### [Data supplied]
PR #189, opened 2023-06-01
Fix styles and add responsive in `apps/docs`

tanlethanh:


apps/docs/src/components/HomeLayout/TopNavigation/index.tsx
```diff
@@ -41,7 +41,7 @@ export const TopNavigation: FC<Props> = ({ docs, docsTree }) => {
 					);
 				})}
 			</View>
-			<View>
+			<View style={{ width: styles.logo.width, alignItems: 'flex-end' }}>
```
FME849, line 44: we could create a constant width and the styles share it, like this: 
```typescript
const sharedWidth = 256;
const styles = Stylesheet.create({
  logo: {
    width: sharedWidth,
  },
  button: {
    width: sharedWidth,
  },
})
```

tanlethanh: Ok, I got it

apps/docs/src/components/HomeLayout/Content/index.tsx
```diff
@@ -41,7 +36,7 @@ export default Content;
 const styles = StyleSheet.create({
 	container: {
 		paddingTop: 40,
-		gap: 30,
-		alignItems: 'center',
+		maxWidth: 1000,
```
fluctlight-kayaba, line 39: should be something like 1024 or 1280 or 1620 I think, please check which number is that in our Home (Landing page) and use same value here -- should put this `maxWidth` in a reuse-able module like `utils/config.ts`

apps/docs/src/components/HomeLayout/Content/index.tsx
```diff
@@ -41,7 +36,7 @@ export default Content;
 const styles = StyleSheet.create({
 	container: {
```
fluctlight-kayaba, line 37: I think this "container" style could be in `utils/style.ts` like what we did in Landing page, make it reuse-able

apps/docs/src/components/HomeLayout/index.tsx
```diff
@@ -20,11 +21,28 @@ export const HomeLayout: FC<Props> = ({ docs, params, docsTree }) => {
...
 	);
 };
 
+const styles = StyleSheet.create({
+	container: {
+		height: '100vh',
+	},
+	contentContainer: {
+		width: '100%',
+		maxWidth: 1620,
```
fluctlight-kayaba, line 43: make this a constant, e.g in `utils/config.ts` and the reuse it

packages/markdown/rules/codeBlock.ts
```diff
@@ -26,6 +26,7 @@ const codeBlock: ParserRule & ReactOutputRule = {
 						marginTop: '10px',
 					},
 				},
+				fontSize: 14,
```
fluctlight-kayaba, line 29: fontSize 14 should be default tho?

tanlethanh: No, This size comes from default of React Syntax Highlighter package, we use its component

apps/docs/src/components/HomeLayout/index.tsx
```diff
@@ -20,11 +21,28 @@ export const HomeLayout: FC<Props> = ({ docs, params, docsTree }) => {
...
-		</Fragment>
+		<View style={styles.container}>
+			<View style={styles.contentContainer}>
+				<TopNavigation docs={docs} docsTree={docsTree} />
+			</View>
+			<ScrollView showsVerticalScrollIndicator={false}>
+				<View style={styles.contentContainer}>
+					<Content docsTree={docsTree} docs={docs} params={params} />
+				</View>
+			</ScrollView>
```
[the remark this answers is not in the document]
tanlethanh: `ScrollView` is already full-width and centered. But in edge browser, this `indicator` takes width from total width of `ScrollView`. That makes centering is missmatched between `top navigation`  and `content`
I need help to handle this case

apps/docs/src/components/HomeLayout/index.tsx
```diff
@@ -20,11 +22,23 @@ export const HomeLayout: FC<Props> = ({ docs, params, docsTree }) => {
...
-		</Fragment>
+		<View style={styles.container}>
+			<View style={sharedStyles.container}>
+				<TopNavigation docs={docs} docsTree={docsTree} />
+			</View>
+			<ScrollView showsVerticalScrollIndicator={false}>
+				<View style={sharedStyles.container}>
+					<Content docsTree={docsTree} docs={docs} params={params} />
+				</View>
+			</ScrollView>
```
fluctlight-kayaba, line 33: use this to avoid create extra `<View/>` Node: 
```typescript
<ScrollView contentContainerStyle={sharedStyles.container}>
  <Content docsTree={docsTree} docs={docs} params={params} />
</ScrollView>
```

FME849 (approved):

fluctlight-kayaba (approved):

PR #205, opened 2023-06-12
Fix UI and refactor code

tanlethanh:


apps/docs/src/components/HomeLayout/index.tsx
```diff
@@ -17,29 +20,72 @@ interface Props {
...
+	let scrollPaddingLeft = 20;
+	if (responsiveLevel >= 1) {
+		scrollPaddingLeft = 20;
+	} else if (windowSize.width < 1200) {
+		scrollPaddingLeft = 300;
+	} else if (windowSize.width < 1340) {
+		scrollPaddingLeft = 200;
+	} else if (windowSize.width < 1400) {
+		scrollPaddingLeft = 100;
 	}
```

* * *

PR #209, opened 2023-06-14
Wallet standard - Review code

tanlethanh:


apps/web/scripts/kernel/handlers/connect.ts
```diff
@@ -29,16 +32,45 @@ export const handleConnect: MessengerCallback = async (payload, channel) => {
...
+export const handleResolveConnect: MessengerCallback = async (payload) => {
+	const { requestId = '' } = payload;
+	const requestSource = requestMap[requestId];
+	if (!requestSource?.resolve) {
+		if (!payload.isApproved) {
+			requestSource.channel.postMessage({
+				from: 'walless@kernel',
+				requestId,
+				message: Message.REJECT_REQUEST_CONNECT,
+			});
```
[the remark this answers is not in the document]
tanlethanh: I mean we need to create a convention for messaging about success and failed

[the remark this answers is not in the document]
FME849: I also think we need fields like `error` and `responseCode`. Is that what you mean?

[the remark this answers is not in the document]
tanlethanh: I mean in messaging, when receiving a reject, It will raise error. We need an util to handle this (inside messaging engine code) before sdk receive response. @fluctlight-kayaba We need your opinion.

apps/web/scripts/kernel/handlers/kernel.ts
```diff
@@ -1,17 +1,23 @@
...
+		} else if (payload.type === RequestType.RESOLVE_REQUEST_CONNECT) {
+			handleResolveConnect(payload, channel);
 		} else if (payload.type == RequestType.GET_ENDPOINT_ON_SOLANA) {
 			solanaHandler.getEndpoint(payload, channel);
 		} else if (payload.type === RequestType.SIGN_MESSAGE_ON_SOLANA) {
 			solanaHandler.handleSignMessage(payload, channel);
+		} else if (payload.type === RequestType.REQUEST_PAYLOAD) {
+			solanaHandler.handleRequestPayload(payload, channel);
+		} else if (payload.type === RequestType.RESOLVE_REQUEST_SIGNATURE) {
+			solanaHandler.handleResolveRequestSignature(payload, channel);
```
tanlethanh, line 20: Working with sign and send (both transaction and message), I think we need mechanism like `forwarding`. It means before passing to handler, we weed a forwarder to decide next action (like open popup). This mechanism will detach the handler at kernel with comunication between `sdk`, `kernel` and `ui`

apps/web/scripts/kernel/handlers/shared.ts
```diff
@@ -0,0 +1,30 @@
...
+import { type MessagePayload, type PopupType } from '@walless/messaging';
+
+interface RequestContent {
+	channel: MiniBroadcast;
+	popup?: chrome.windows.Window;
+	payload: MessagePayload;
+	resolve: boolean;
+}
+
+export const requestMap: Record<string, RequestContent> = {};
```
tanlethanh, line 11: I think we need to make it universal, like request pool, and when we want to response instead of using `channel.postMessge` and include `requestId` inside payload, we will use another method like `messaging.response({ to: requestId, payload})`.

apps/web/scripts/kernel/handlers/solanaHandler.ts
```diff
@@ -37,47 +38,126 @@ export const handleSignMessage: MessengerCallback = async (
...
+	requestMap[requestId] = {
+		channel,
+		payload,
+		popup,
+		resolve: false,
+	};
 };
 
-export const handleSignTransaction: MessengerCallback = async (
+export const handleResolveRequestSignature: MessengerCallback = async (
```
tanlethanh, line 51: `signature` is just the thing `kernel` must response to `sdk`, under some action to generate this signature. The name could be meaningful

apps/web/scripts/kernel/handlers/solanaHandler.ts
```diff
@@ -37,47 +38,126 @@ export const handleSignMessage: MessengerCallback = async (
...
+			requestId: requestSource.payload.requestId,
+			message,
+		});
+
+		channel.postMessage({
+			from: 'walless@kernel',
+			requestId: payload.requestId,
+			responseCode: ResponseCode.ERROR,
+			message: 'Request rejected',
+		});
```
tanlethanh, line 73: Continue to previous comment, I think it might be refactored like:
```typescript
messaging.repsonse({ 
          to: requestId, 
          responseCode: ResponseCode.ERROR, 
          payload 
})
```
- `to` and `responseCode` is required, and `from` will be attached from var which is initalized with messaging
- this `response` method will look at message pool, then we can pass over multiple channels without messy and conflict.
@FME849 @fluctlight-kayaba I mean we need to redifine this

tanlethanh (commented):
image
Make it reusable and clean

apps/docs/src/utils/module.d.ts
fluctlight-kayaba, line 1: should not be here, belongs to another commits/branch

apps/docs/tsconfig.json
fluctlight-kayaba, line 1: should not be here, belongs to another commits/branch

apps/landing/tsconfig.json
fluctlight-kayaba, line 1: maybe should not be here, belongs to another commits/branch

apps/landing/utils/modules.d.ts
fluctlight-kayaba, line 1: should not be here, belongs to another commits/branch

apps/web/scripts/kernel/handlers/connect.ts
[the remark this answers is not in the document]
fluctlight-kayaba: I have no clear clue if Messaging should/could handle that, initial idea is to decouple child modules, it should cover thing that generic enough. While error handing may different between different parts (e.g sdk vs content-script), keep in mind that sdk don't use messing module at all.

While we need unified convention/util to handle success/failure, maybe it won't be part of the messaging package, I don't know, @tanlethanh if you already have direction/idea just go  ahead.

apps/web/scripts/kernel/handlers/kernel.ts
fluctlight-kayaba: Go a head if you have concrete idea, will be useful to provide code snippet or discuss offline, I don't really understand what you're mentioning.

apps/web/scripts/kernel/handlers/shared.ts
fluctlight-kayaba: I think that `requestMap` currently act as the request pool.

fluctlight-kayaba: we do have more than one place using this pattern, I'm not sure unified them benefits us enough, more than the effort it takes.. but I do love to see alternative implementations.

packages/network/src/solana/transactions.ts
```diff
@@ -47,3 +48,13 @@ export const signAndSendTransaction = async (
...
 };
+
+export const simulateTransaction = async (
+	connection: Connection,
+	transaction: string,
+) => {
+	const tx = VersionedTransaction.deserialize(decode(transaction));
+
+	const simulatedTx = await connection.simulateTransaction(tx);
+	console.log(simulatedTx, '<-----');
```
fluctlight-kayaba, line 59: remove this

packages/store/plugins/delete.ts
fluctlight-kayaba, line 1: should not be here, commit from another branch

### [What to do]
Go through the data, and copy each line in which the word "modules" appears.

### [Solution]
apps/landing/utils/modules.d.ts
fluctlight-kayaba: I have no clear clue if Messaging should/could handle that, initial idea is to decouple child modules, it should cover thing that generic enough. While error handing may different between different parts (e.g sdk vs content-script), keep in mind that sdk don't use messing module at all.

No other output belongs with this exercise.